On the other hand, Hunter said, his new results by no means exonerated
all environmental chemicals.

Dr. Zahm agreed. "Even if we suspect one chemical and the evidence
doesn't bear it out, that doesn't negate the entire argument," she said.

In fact, said Dr. Wolff, who did the chemical analyses for Hunter's study,
it does not even negate the DDT and PCB argument.

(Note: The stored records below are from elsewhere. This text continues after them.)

Issue #300, opened 2017-09-27
True fullscreen on macOS


rennis250:
Hey there,

I'm able to run the fullscreen examples, but they don't open a true fullscreen window on macOS, just a standard window that is maximised to full size. I took a look at the code and it seems that winit is following the same process as described here:

https://developer.apple.com/library/content/documentation/GraphicsImaging/Conceptual/OpenGL-MacProgGuide/opengl_fullscreen/opengl_cgl.html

"I think it's premature" to abandon the DDT and PCB hypothesis, Dr.
Wolff said. "It may be important in some groups of women and it may be
not only how high the levels are but the time of life in which they occur.
Maybe it's even different for different kinds of breast cancer, like
premenopausal and postmenopausal."

Julia Brody, the executive director of the Silent Spring Institute in
Newton, Mass., an advocacy group studying links between women's
health and the environment, said the new study was "definitely not the last
chapter."

After all, Ms. Brody said, "this is a study of two chemicals out of
80,000," in the environment.

Safe said those who believed in the hypothesis would always want
"another study, another study."

"For advocates, it's never-ending," he said. "But for other people, there
may be times when we want to spend our money on other things."